W23BW-D
- Madison, Wisconsin; United States;
- Channels: Digital: 23 (UHF); Virtual: 23;
- Branding: TV23

Programming
- Affiliations: see § Subchannels

Ownership
- Owner: Innovate Corp.; (HC2 Station Group, Inc.);
- Sister stations: WZCK-LD

History
- Founded: January 4, 1989
- First air date: August 16, 1990
- Former call signs: W54BH (1989–2001); W23BW (2001–2014);
- Former channel number: Analog: 54 (UHF, 1989–2001), 23 (UHF, 2001–2014);
- Former affiliations: 3ABN (1990–2020); Azteca América (2020–2022);

Technical information
- Licensing authority: FCC
- Facility ID: 67000
- Class: CD
- ERP: 15 kW
- HAAT: 121.9 m (400 ft)
- Transmitter coordinates: 43°3′9″N 89°28′42″W﻿ / ﻿43.05250°N 89.47833°W

Links
- Public license information: LMS

= W23BW-D =

Television station in Madison, Wisconsin

W23BW-D (channel 23) is a low-power Class A television station in Madison, Wisconsin, United States. The station is owned by Innovate Corp. alongside WZCK-LD (channel 8).

==History==
W54BH, known as "WSSM-TV", began broadcasting in March 1989. It was owned by Chicago TV weatherman Dan Dobrowolski, who had previously been the general manager of another Madison LPTV, W05BD; that station left the owner when owner Warren Cave resisted an attempt by Dobrowolski to take over and carted away his equipment. WSSM assumed the sports- and movie-heavy schedule that W05BD had broadcast. WSSM leased a cable channel on the local system, but when it changed formats in November 1989 to The Jukebox Network, an all-request music video channel, the cable system removed it from its lineup. After the switch, the station closed its Madison offices and became little more than a laserdisc player and a transmitter on the roof of the Concourse Hotel. It also failed in its attempts to be reinstated on cable.

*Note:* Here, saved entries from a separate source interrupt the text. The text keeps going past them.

PR #768, opened 2026-07-24
Stop workers when job finalization fails

### LINKED ISSUE #748: `ClaimedExecution` can be stuck in `claimed` state forever when `#finished` raises
## Problem

When the DB is in an unstable state (e.g., a transient network issue), `SolidQueue::ClaimedExecution#perform` sometimes fails to delete the `SolidQueue::ClaimedExecution` and mark `SolidQueue::Job` as finished.

Once this happens (we actually hit it in our production environment), the job remains `claimed` and will never be finished because the owning worker process remains alive.

## Reproduction

<details>
<summary> Reproducible script </summary>
<p>

```ruby
# script.rb
require "bundler/inline"

gemfile(true) do
  source "https://rubygems.org"

  gem "rails"
  gem "sqlite3"
  gem "solid_queue", require: false, github: 'rails/solid_queue'
  gem 'debug'
end

# Setup application

require 'active_job/railtie'
require 'active_record/railtie'
require 'solid_queue'

require "minitest/autorun"

File.delete('solid_queue_repro.sqlite3') if File.exist?('solid_queue_repro.sqlite3')
ENV["DATABASE_URL"] = "sqlite3:solid_queue_repro.sqlite3?timeout=5000"

class TestApp < Rails::Application
  config.eager_load = false
  config.logger = Logger.new(File.open('rails.log', 'w'))
  config.logger.level = Logger::INFO
  config.secret_key_base = "secret_key_base"

  config.active_job.queue_adapter = :solid_queue
  config.solid_queue.silence_polling = true
end

Rails.application.initialize!

# Create tables for Solid Queue
ActiveRecord::Schema.define do
  instance_eval(File.read(SolidQueue::Engine.root.join("lib/generators/solid_queue/install/templates/db/queue_schema.rb")))
end

class TestJob < ActiveJob::Base
  queue_as :default

  def perform
    # do nothing
  end
end

# Mimics DB instability
SolidQueue::ClaimedExecution.prepend(
  Module.new do
    # https://github.com/rails/solid_queue/blob/176721e33f542e07923fe02964cd55d2c18b4389/app/models/solid_queue/claimed_execution.rb#L110-L115
    def finished
      raise 'Intentional failure that mimics a transient DB glitch' if rand < 0.5

      super
    end
  end
)

# Test the behavior under DB instability
class TestTransientDbFailure < ActiveSupport::TestCase
  def setup
    @supervisor_pid = fork do
      config = SolidQueue::Configuration.new(queues: "default", workers: 1)
      SolidQueue::Supervisor.start(configuration: config)
    end
  end

  def teardown
    Process.kill(:TERM, @supervisor_pid)
    Process.waitpid(@supervisor_pid)
  end

  def test_transient_db_failure
    100.times do
      TestJob.set(wait: 2.seconds).perform_later
    end
    assert_equal 100, SolidQueue::ScheduledExecution.count

    # Never finishes
    until SolidQueue::Job.finished.count == 100
      sleep 1
      puts "finished_count: #{SolidQueue::Job.finished.count}, claimed_count: #{SolidQueue::ClaimedExecution.count}"
    end
  end
end
```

In March 1994, after being sold to the Three Angels Broadcasting Network (3ABN), the low-power station began airing its Seventh-day Adventist programming. W54BH was moved to channel 23 in 2001 to accommodate the pre-transition digital signal of WREX in Rockford, Illinois. The station continued to broadcast 3ABN and, when the station flash cut to digital in 2014, several of its audio channels.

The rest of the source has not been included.